Добавить в цитаты Настройки чтения

Страница 19 из 24

На следующий день он явился в замок. По счастливой случайности, порадовавшей Бенедикта, мигрень на сей раз поразила мадам де Рембо, но у нее, в отличие от Валентины, действительно разболелась голова, и ей пришлось остаться в постели. Таким образом, все сложилось гораздо удачнее, чем Бенедикт мог надеяться. Когда он узнал, что графиня не поднимется до вечера, он принялся за разборку фортепьяно, вынул все клавиши, после чего заявил, что следовало бы обновить замшу на молоточках и заменить несколько проржавевших струн, – словом, обеспечил себя работой на целый день. Валентине было необходимо помогать ему – подавать ножницы, наматывать проволоку на катушки, ударять по клавишам, чтобы проверить их звучание, словом, она возилась с инструментом больше, чем за всю свою жизнь. С другой стороны, выяснилось, что Бенедикт менее искусный настройщик, чем Валентина описала его матери. Он порвал не одну струну, брался крутить не тот колышек, какой следовало, и не раз ради правильного звучания одной-единственной ноты нарушал гармонию целой гаммы. Тем временем старуха маркиза входила и выходила из комнаты, кашляла, дремала, и чем больше их сторожила, тем свободнее они себя чувствовали. Бенедикт провел восхитительный день. Валентина была так мила, так чистосердечно весела, так непритворно предупредительна в отношении Бенедикта, что немыслимо было чувствовать себя неловко в ее обществе. Кроме того, по неизвестной причине оба уже через час отбросили по молчаливому согласию светские манеры. Между ними установились дружески-беззаботные отношения. Они смеялись над неловкостью друг друга, их пальцы то и дело встречались на клавиатуре, но жизнерадостность гнала прочь волнение, и они иной раз даже спорили – совсем как старые друзья. Наконец к пяти часам фортепьяно было настроено, и Валентина немедленно изобрела новый повод удержать в замке Бенедикта. В этом юном сердце нашлось место, пусть ничтожно малое, для лицемерия. Зная, что от графини можно добиться многого преувеличенной почтительностью, девушка проскользнула к ней в спальню.

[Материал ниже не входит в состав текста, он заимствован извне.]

PR #725, opened 2020-06-08
Reward points need to be displayed in the minicart [EN-188]

mccottry:
# Description
This PR adds support for Magento EE Reward Points to minicart.

Fixes: https://boltpay.atlassian.net/browse/EN-188

#changelog Reward points need to be displayed in the minicart [EN-188]

# Type of change

# How Has This Been Tested?

# Checklist:

### DIFF
--- a/Plugin/Magento/Rewards/Controller/Cart/RemoveActionPlugin.php
+++ b/Plugin/Magento/Rewards/Controller/Cart/RemoveActionPlugin.php
@@ -36,7 +36,7 @@ class RemoveActionPlugin
     }
 
     /**
-     * The original behavior, intended for the shopping cart page is to trigger
+     * The original behavior intended for the shopping cart page is to trigger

– Матушка, – начала она, – господин Бенедикт уже шесть часов возится с моим фортепьяно и еще не кончил работу, а мы садимся сейчас за стол, вот я и подумала – неудобно отсылать этого молодого человека в людскую, коль скоро вы никогда не отсылаете туда его дядю и даже велите подавать ему вино к нашему столу. Как мне поступить? Я не посмела пригласить его к обеду, так как не знала, сочтете ли вы это приличным.

Та же самая просьба, только поданная иначе, более требовательно, встретила бы холодный отпор. Но графиня предпочитала добиваться немедленного выполнения своих приказов, нежели безропотного подчинения своей воле. Таково одно из свойств тщеславия: властолюбец желает, чтобы господство его принималось с почтением и даже с любовью.

– Ничего тут неприличного нет, – возразила графиня. – Раз он сразу же явился по моему зову и работал добросовестно, с нашей стороны будет вполне справедливым оказать ему некоторое внимание. Идите, дочь моя, и пригласите его от моего имени.

Торжествующая Валентина вернулась в гостиную, радуясь, что может сделать хоть что-то приятное от имени матери, и притворилась, что приглашение полностью исходит от графини. Искренне изумленный Бенедикт колебался, не зная, принять ли ему приглашение. Уговаривая его, Валентина несколько превысила полученные ею от матери права. Когда они втроем шли к столу, маркиза шепнула на ухо внучке:

– Неужели твоей матери действительно пришла в голову такая благородная мысль? Меня начинает беспокоить ее состояние. Неужели она действительно серьезно больна?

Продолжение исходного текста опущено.